The UK Government is planning to reduce regulation around gene-edited livestock and crops in England, arguing that this technology is essentially no different from natural breeding and should not be regulated the same way as older methods of genetic modification. While this does not immediately affect the production of GM crops and livestock in Scotland, under the Internal Market Act we would not be able to prevent these foods being sold in Scotland. There is also the business of cross-contamination in border areas.
Nourish organised a discussion on this theme between our members to inform our response to the consultation (that closed on 17th March). The group that came together included a range of people representing unions, NGOs, farmers, retailers, scientists and researchers, including one currently working with gene-editing techniques. The meeting concluded that we weren’t of the view that the technology is inherently evil but we unanimously agreed that we need there to be regulation that is fit for purpose to keep us safe, and in that, we could learn something from Norway on this.
How (not) to run a public consultation
In Norway a panel is in the midst of an 18-month review. It is an independent, broad and democratic assessment involving civil society, individuals representing a range of special interests and expertise, and members of the public. The process encompasses five pillars: health, environment, ethics, sustainability and economics.
In the UK, by comparison, we have a rushed 10-week biased consultation that was taken to task for being an example of how not to “public consultation“. First, its questions are misleading.
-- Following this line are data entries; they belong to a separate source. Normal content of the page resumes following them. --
PR #2153, opened 2024-11-13
chore(all): update SSZ dependencies

abi87:
We need to clean up one of the ssz dependencies. This PR achieve this as follow:

- Replaces github.com/itsdevbear/ssz (no longer public) with https://github.com/berachain/karalabe-ssz
- The original dependency use to allow `[]byte` among  extension, which is broken. Dropped that but kept blobs extension. See https://github.com/berachain/karalabe-ssz/releases/tag/v0.2.0-alpha.9
- Carry out code changes related to the updated version of SSZ
- Fix dependency conflict related to update deps

## Summary by CodeRabbit

- **New Features**
	- Simplified method signature for `ToHeader` in the `ExecutionPayload` interface, removing unnecessary parameters.
	- Enhanced size calculation methods across various structs to utilize `ssz.Sizer`, improving flexibility in serialization.
  
- **Bug Fixes**
	- Improved error handling in serialization processes to prevent nil pointer dereferences.

- **Dependency Updates**
	- Updated multiple dependencies to their latest versions, ensuring compatibility and stability across modules. 

- **Documentation**
	- Updated comments and documentation to reflect changes in method signatures and functionality.

PR #2154, opened 2024-11-14
chore(all) - updated fastssz deps

abi87:
Follow up on https://github.com/berachain/beacon-kit/pull/2153


calbera (approved):
We are updating [this diff](https://github.com/itsdevbear/fastssz/compare/main...ferranbt%3Afastssz%3Amain) on the fastssz dep --> LGTM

They state that genetic changes ‘could have been produced through traditional breeding’. In fact, gene-editing techniques produce errors and mutations (damaged DNA) across the genome. The interventions are typically multiple and therefore result in multiple ‘off target’ and ‘unintended’ effects. Gene-editing is by definition different from natural selective breeding, and the suggestion that GM products ‘could have been produced through traditional breeding’ is unproven and unlikely to be true. This was also recognised by the European Court of Justice in 2018. Certainly, no decisions about removing regulation should be based on unproven theories.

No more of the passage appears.